PR #16, opened 2026-04-08
2.A.1: WS route accepts connections

Okpala76:
- RED: Initialized the create server for test with a random port
- Tested the Fastify server on a WebSocket route("/ws") 
- GREEN: updated the prod code to have Fastify initialize the websocket
- REFACTOR: created the plugin to thin out index file

### DIFF
--- a/server/index.ts
+++ b/server/index.ts
@@ -1,7 +1,8 @@
-import Fastify from 'fastify';
 import fastifyStatic from '@fastify/static';
-import { resolve, dirname } from 'node:path';
+import Fastify from 'fastify';
+import { dirname, resolve } from 'node:path';
 import { fileURLToPath } from 'node:url';
+import { websocketRoute } from './plugins/websocketRoutes.ts';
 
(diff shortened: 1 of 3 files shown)


KevinOrfas (commented):
**1. Typo:** `'Websocket fastify intergration test'` should be "integration".

**2. `console.log(socket)` in `websocketRoutes.ts:8`:** This will dump the entire socket object on every connection. Remove it or replace with actual handler logic.

**3. Test cleanup:** If the WebSocket connection fails, `server.close()` never runs. Use `afterEach` like the existing describe block does, otherwise a failing test leaves the server hanging.

**4. Type import:** `import { FastifyInstance } from 'fastify'` should be `import type { FastifyInstance }` since it's only used as a type annotation.

**5. Unnecessary string cast:** `const port = String(...)` is not needed, numbers work fine in template literals.

Core change is solid. Clean plugin pattern, proper use of `@fastify/websocket`, and the test verifies a real connection. Sort the above and it's good to merge.

Iam-Ebuka (approved):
---------------
* _TASK TO COMPLETE_
Retype the material above in full, exactly.

* _OUTPUT BELOW_
PR #16, opened 2026-04-08
2.A.1: WS route accepts connections

Okpala76:
- RED: Initialized the create server for test with a random port
- Tested the Fastify server on a WebSocket route("/ws") 
- GREEN: updated the prod code to have Fastify initialize the websocket
- REFACTOR: created the plugin to thin out index file

### DIFF
--- a/server/index.ts
+++ b/server/index.ts
@@ -1,7 +1,8 @@
-import Fastify from 'fastify';
 import fastifyStatic from '@fastify/static';
-import { resolve, dirname } from 'node:path';
+import Fastify from 'fastify';
+import { dirname, resolve } from 'node:path';
 import { fileURLToPath } from 'node:url';
+import { websocketRoute } from './plugins/websocketRoutes.ts';
 
(diff shortened: 1 of 3 files shown)


KevinOrfas (commented):
**1. Typo:** `'Websocket fastify intergration test'` should be "integration".

**2. `console.log(socket)` in `websocketRoutes.ts:8`:** This will dump the entire socket object on every connection. Remove it or replace with actual handler logic.

**3. Test cleanup:** If the WebSocket connection fails, `server.close()` never runs. Use `afterEach` like the existing describe block does, otherwise a failing test leaves the server hanging.

**4. Type import:** `import { FastifyInstance } from 'fastify'` should be `import type { FastifyInstance }` since it's only used as a type annotation.

**5. Unnecessary string cast:** `const port = String(...)` is not needed, numbers work fine in template literals.

Core change is solid. Clean plugin pattern, proper use of `@fastify/websocket`, and the test verifies a real connection. Sort the above and it's good to merge.

Iam-Ebuka (approved):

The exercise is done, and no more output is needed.